To do — Go through the data and copy every line in which "about" appears.

□ □ □ □ □

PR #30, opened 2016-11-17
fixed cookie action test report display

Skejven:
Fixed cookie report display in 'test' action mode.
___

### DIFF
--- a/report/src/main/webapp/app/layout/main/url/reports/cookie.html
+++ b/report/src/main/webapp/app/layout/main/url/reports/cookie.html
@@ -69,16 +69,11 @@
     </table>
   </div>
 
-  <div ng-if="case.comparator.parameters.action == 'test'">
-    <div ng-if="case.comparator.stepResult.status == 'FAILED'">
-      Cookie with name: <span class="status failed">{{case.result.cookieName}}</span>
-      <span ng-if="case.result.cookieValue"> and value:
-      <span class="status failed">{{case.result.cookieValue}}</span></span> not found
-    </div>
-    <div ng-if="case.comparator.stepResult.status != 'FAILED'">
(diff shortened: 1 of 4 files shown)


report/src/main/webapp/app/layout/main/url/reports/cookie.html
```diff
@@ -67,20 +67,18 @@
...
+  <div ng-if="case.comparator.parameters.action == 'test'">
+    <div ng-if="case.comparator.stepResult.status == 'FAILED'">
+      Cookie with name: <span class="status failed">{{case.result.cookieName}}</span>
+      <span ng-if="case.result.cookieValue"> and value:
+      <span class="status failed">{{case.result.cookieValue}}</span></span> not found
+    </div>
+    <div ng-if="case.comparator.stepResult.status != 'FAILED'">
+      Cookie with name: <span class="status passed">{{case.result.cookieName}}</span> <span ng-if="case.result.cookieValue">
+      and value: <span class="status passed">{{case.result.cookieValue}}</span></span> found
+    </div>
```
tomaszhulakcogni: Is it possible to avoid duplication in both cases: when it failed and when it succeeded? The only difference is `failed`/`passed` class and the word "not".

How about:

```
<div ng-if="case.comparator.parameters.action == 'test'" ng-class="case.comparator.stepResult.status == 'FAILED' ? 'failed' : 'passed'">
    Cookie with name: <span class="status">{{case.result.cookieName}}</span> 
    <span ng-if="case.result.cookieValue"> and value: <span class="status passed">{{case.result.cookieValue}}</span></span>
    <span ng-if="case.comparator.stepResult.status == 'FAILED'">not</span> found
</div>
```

□ □ □ □ □

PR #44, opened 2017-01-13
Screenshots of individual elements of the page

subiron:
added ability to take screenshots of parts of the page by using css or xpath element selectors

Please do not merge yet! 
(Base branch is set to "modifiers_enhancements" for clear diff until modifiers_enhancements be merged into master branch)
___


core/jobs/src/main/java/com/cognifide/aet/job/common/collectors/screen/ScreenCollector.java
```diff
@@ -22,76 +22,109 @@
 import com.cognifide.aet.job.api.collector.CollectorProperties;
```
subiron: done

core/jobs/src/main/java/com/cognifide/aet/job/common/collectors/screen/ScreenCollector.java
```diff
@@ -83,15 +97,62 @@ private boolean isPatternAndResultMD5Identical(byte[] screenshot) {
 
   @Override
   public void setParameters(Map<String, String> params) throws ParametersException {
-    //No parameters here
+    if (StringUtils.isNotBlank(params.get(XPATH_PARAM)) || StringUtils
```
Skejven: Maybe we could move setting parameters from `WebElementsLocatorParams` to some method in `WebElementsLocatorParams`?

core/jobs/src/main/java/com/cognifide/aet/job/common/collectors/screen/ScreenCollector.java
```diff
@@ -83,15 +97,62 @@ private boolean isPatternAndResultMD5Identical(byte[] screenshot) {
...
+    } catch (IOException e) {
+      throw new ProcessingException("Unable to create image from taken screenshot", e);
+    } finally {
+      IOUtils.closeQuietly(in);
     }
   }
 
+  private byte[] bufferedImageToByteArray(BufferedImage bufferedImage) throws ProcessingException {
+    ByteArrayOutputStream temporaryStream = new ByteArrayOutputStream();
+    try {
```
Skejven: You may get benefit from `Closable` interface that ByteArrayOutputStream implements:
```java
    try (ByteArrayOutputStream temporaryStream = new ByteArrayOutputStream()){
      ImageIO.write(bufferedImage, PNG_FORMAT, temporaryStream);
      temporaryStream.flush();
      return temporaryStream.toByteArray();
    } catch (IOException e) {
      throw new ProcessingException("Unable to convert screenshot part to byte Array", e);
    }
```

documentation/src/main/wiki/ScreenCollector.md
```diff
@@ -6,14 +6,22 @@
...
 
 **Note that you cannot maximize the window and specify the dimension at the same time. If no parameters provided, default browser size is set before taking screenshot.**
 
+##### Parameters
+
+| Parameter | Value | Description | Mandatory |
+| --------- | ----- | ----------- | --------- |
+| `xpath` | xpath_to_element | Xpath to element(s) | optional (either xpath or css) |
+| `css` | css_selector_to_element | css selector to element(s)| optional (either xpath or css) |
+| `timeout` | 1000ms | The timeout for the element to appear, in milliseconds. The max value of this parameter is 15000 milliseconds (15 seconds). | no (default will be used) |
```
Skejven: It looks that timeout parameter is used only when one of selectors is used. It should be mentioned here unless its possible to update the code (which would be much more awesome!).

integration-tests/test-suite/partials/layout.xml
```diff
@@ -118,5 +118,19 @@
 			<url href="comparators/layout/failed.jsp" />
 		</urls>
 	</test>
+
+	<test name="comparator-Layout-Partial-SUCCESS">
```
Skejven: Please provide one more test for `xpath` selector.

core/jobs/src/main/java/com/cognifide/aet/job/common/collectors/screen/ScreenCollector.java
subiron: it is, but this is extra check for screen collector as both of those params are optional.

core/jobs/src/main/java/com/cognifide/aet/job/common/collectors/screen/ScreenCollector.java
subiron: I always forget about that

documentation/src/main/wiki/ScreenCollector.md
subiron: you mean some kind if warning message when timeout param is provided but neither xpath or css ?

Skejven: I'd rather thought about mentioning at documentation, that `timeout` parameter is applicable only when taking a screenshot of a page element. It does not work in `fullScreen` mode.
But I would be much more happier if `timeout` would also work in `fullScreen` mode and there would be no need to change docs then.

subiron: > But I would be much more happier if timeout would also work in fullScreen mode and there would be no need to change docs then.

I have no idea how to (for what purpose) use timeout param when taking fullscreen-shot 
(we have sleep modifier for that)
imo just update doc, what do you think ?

□ □ □ □ □

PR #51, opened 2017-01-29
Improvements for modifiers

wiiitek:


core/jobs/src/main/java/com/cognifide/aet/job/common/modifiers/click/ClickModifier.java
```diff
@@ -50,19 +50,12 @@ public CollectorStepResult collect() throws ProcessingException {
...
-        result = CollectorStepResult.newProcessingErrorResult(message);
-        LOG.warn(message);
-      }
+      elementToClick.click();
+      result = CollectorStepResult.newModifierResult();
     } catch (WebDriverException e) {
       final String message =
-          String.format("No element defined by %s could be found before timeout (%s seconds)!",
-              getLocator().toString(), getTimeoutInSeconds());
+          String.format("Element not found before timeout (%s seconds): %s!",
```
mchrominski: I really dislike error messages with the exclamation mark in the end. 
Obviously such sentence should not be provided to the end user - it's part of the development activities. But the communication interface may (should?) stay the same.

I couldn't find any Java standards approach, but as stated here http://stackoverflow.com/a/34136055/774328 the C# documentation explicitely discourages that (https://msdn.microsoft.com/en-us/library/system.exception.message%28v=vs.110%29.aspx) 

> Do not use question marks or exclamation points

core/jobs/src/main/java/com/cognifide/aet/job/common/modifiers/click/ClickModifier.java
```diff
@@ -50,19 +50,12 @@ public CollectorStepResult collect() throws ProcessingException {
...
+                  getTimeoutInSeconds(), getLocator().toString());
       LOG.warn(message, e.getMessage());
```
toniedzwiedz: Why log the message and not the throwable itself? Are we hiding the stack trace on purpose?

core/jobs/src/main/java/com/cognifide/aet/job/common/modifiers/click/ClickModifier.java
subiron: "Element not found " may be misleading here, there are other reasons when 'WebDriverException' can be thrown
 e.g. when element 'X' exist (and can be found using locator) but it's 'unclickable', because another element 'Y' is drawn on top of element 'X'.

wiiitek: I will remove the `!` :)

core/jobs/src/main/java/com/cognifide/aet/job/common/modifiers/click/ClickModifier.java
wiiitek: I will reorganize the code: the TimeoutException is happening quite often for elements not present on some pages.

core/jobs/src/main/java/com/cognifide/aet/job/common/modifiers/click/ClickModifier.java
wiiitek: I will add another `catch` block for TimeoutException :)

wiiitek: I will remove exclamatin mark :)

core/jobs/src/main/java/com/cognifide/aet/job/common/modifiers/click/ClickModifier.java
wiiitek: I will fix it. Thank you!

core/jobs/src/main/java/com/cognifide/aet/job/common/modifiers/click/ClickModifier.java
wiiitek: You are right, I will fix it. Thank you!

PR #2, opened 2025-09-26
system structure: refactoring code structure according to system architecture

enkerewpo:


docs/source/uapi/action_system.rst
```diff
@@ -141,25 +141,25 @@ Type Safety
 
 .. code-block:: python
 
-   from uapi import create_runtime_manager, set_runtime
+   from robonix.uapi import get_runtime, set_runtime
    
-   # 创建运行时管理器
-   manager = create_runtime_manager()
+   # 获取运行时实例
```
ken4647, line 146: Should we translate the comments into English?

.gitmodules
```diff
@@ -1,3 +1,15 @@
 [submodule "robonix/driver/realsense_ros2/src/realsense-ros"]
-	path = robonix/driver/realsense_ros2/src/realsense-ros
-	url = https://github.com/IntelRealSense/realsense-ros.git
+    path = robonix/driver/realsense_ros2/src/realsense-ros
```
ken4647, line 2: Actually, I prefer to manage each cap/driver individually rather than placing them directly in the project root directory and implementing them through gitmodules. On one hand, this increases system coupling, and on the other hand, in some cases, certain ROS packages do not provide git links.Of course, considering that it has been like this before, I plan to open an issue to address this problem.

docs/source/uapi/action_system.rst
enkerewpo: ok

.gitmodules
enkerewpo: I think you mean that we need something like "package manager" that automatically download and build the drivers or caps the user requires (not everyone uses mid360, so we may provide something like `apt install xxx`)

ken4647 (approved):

□ □ □ □ □

Worked solution —
How about:
subiron: I always forget about that
Skejven: I'd rather thought about mentioning at documentation, that `timeout` parameter is applicable only when taking a screenshot of a page element. It does not work in `fullScreen` mode.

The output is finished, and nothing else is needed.